PROBLEM DETAILS
The records that follow are to be transcribed exactly.

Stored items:
◇ ◇ ◇ ◇ ◇ ◇ ◇

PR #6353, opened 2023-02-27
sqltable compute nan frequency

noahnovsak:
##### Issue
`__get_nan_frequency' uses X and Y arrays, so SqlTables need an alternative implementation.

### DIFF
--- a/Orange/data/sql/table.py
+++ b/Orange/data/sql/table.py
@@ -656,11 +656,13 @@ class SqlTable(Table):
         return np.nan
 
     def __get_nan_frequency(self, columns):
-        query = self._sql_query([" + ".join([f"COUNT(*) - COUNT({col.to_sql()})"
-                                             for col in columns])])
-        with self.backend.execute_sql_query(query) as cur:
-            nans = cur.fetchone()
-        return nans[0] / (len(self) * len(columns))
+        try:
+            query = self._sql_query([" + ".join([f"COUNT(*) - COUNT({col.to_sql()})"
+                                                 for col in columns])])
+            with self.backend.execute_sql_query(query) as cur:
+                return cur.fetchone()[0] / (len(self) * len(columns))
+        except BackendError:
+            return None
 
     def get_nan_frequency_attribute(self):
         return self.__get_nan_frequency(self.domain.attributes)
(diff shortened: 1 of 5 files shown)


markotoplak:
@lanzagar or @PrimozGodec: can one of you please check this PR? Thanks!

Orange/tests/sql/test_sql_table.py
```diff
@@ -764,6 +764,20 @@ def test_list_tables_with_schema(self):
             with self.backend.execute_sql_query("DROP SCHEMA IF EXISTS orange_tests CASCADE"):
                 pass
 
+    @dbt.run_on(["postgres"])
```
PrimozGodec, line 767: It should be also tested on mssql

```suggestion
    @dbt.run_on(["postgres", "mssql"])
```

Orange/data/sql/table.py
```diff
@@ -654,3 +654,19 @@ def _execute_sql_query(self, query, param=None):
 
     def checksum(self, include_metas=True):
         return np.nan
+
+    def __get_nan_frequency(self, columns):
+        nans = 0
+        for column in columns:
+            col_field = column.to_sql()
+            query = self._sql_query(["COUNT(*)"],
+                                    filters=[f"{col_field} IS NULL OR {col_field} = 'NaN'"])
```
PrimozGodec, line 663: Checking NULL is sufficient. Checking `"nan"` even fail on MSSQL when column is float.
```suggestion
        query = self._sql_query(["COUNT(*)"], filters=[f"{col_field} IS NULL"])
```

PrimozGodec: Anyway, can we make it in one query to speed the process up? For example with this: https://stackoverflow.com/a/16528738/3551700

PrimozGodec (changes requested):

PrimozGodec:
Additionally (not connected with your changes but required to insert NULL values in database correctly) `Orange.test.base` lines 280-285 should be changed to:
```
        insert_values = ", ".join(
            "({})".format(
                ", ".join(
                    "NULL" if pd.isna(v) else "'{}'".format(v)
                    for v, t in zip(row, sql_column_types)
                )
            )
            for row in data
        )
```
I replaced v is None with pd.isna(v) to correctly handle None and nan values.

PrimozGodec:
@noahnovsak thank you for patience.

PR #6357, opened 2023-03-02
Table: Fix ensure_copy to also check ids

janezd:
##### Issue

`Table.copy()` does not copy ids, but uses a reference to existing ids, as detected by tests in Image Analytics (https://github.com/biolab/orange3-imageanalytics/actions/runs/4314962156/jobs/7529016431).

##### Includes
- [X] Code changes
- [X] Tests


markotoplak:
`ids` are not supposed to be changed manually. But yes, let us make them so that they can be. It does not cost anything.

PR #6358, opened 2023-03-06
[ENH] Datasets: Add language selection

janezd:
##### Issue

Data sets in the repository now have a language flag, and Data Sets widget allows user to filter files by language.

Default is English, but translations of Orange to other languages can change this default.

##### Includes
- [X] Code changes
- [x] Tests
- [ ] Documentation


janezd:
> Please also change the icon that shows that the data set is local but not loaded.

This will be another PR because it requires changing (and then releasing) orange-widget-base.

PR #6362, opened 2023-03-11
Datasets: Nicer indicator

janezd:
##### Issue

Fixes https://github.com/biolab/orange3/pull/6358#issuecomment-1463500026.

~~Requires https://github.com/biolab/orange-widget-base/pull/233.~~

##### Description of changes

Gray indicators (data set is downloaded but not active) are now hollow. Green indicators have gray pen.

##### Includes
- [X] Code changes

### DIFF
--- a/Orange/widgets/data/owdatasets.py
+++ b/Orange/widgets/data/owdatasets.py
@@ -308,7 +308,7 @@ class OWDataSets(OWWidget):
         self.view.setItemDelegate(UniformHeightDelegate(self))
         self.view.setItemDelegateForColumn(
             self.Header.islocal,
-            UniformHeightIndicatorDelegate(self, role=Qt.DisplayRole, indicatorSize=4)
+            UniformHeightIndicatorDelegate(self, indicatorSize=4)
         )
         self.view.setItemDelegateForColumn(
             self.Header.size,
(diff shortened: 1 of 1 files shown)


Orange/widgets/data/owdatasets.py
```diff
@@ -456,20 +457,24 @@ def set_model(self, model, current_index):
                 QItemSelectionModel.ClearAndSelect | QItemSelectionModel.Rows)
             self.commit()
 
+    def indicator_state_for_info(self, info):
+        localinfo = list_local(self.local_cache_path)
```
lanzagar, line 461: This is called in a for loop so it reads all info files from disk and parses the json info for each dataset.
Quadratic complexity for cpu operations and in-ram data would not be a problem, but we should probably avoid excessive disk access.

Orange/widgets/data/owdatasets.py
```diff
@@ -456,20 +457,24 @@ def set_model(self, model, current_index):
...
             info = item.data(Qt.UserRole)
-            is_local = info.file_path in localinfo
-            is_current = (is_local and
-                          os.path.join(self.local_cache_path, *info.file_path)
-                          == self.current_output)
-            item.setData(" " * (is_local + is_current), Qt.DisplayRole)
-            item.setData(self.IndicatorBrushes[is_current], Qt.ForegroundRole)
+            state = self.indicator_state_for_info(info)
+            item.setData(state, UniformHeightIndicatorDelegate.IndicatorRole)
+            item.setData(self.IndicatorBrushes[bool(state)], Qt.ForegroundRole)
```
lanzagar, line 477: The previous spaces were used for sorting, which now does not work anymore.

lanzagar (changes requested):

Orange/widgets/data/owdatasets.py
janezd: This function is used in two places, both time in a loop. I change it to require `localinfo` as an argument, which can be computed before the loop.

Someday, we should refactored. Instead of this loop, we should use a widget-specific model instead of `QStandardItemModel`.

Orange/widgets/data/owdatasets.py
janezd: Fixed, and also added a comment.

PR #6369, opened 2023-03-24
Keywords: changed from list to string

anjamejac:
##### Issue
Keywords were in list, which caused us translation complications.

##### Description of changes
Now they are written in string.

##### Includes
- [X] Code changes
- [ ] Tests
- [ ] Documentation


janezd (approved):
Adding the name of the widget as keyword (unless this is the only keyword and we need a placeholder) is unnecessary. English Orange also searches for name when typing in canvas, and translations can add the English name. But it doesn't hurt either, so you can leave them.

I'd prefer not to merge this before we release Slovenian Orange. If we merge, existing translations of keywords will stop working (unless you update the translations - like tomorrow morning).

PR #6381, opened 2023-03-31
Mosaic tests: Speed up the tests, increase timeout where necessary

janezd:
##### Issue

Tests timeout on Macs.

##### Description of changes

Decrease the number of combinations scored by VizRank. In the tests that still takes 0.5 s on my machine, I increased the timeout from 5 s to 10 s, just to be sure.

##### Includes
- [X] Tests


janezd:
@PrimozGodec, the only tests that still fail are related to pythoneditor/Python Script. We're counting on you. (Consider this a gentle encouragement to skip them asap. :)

◇ ◇ ◇ ◇ ◇ ◇ ◇

RESPONSE FOR THIS EXERCISE
PR #6353, opened 2023-02-27
sqltable compute nan frequency

noahnovsak:
##### Issue
`__get_nan_frequency' uses X and Y arrays, so SqlTables need an alternative implementation.

### DIFF
--- a/Orange/data/sql/table.py
+++ b/Orange/data/sql/table.py
@@ -656,11 +656,13 @@ class SqlTable(Table):
         return np.nan
 
     def __get_nan_frequency(self, columns):
-        query = self._sql_query([" + ".join([f"COUNT(*) - COUNT({col.to_sql()})"
-                                             for col in columns])])
-        with self.backend.execute_sql_query(query) as cur:
-            nans = cur.fetchone()
-        return nans[0] / (len(self) * len(columns))
+        try:
+            query = self._sql_query([" + ".join([f"COUNT(*) - COUNT({col.to_sql()})"
+                                                 for col in columns])])
+            with self.backend.execute_sql_query(query) as cur:
+                return cur.fetchone()[0] / (len(self) * len(columns))
+        except BackendError:
+            return None
 
     def get_nan_frequency_attribute(self):
         return self.__get_nan_frequency(self.domain.attributes)
(diff shortened: 1 of 5 files shown)


markotoplak:
@lanzagar or @PrimozGodec: can one of you please check this PR? Thanks!

Orange/tests/sql/test_sql_table.py
```diff
@@ -764,6 +764,20 @@ def test_list_tables_with_schema(self):
             with self.backend.execute_sql_query("DROP SCHEMA IF EXISTS orange_tests CASCADE"):
                 pass
 
+    @dbt.run_on(["postgres"])
```
PrimozGodec, line 767: It should be also tested on mssql

```suggestion
    @dbt.run_on(["postgres", "mssql"])
```

Orange/data/sql/table.py
```diff
@@ -654,3 +654,19 @@ def _execute_sql_query(self, query, param=None):
 
     def checksum(self, include_metas=True):
         return np.nan
+
+    def __get_nan_frequency(self, columns):
+        nans = 0
+        for column in columns:
+            col_field = column.to_sql()
+            query = self._sql_query(["COUNT(*)"],
+                                    filters=[f"{col_field} IS NULL OR {col_field} = 'NaN'"])
```
PrimozGodec, line 663: Checking NULL is sufficient. Checking `"nan"` even fail on MSSQL when column is float.
```suggestion
        query = self._sql_query(["COUNT(*)"], filters=[f"{col_field} IS NULL"])
```

PrimozGodec: Anyway, can we make it in one query to speed the process up? For example with this: https://stackoverflow.com/a/16528738/3551700

PrimozGodec (changes requested):

PrimozGodec:
Additionally (not connected with your changes but required to insert NULL values in database correctly) `Orange.test.base` lines 280-285 should be changed to:
```
        insert_values = ", ".join(
            "({})".format(
                ", ".join(
                    "NULL" if pd.isna(v) else "'{}'".format(v)
                    for v, t in zip(row, sql_column_types)
                )
            )
            for row in data
        )
```
I replaced v is None with pd.isna(v) to correctly handle None and nan values.

PrimozGodec:
@noahnovsak thank you for patience.

PR #6357, opened 2023-03-02
Table: Fix ensure_copy to also check ids

janezd:
##### Issue

`Table.copy()` does not copy ids, but uses a reference to existing ids, as detected by tests in Image Analytics (https://github.com/biolab/orange3-imageanalytics/actions/runs/4314962156/jobs/7529016431).

##### Includes
- [X] Code changes
- [X] Tests


markotoplak:
`ids` are not supposed to be changed manually. But yes, let us make them so that they can be. It does not cost anything.

PR #6358, opened 2023-03-06
[ENH] Datasets: Add language selection

janezd:
##### Issue

Data sets in the repository now have a language flag, and Data Sets widget allows user to filter files by language.

Default is English, but translations of Orange to other languages can change this default.

##### Includes
- [X] Code changes
- [x] Tests
- [ ] Documentation


janezd:
> Please also change the icon that shows that the data set is local but not loaded.

This will be another PR because it requires changing (and then releasing) orange-widget-base.

PR #6362, opened 2023-03-11
Datasets: Nicer indicator

janezd:
##### Issue

Fixes https://github.com/biolab/orange3/pull/6358#issuecomment-1463500026.

~~Requires https://github.com/biolab/orange-widget-base/pull/233.~~

##### Description of changes

Gray indicators (data set is downloaded but not active) are now hollow. Green indicators have gray pen.

##### Includes
- [X] Code changes

### DIFF
--- a/Orange/widgets/data/owdatasets.py
+++ b/Orange/widgets/data/owdatasets.py
@@ -308,7 +308,7 @@ class OWDataSets(OWWidget):
         self.view.setItemDelegate(UniformHeightDelegate(self))
         self.view.setItemDelegateForColumn(
             self.Header.islocal,
-            UniformHeightIndicatorDelegate(self, role=Qt.DisplayRole, indicatorSize=4)
+            UniformHeightIndicatorDelegate(self, indicatorSize=4)
         )
         self.view.setItemDelegateForColumn(
             self.Header.size,
(diff shortened: 1 of 1 files shown)


Orange/widgets/data/owdatasets.py
```diff
@@ -456,20 +457,24 @@ def set_model(self, model, current_index):
                 QItemSelectionModel.ClearAndSelect | QItemSelectionModel.Rows)
             self.commit()
 
+    def indicator_state_for_info(self, info):
+        localinfo = list_local(self.local_cache_path)
```
lanzagar, line 461: This is called in a for loop so it reads all info files from disk and parses the json info for each dataset.
Quadratic complexity for cpu operations and in-ram data would not be a problem, but we should probably avoid excessive disk access.

Orange/widgets/data/owdatasets.py
```diff
@@ -456,20 +457,24 @@ def set_model(self, model, current_index):
...
             info = item.data(Qt.UserRole)
-            is_local = info.file_path in localinfo
-            is_current = (is_local and
-                          os.path.join(self.local_cache_path, *info.file_path)
-                          == self.current_output)
-            item.setData(" " * (is_local + is_current), Qt.DisplayRole)
-            item.setData(self.IndicatorBrushes[is_current], Qt.ForegroundRole)
+            state = self.indicator_state_for_info(info)
+            item.setData(state, UniformHeightIndicatorDelegate.IndicatorRole)
+            item.setData(self.IndicatorBrushes[bool(state)], Qt.ForegroundRole)
```
lanzagar, line 477: The previous spaces were used for sorting, which now does not work anymore.

lanzagar (changes requested):

Orange/widgets/data/owdatasets.py
janezd: This function is used in two places, both time in a loop. I change it to require `localinfo` as an argument, which can be computed before the loop.

Someday, we should refactored. Instead of this loop, we should use a widget-specific model instead of `QStandardItemModel`.

Orange/widgets/data/owdatasets.py
janezd: Fixed, and also added a comment.

PR #6369, opened 2023-03-24
Keywords: changed from list to string

anjamejac:
##### Issue
Keywords were in list, which caused us translation complications.

##### Description of changes
Now they are written in string.

##### Includes
- [X] Code changes
- [ ] Tests
- [ ] Documentation


janezd (approved):
Adding the name of the widget as keyword (unless this is the only keyword and we need a placeholder) is unnecessary. English Orange also searches for name when typing in canvas, and translations can add the English name. But it doesn't hurt either, so you can leave them.

I'd prefer not to merge this before we release Slovenian Orange. If we merge, existing translations of keywords will stop working (unless you update the translations - like tomorrow morning).

PR #6381, opened 2023-03-31
Mosaic tests: Speed up the tests, increase timeout where necessary

janezd:
##### Issue

Tests timeout on Macs.

##### Description of changes

Decrease the number of combinations scored by VizRank. In the tests that still takes 0.5 s on my machine, I increased the timeout from 5 s to 10 s, just to be sure.

##### Includes
- [X] Tests


janezd:
@PrimozGodec, the only tests that still fail are related to pythoneditor/Python Script. We're counting on you. (Consider this a gentle encouragement to skip them asap. :)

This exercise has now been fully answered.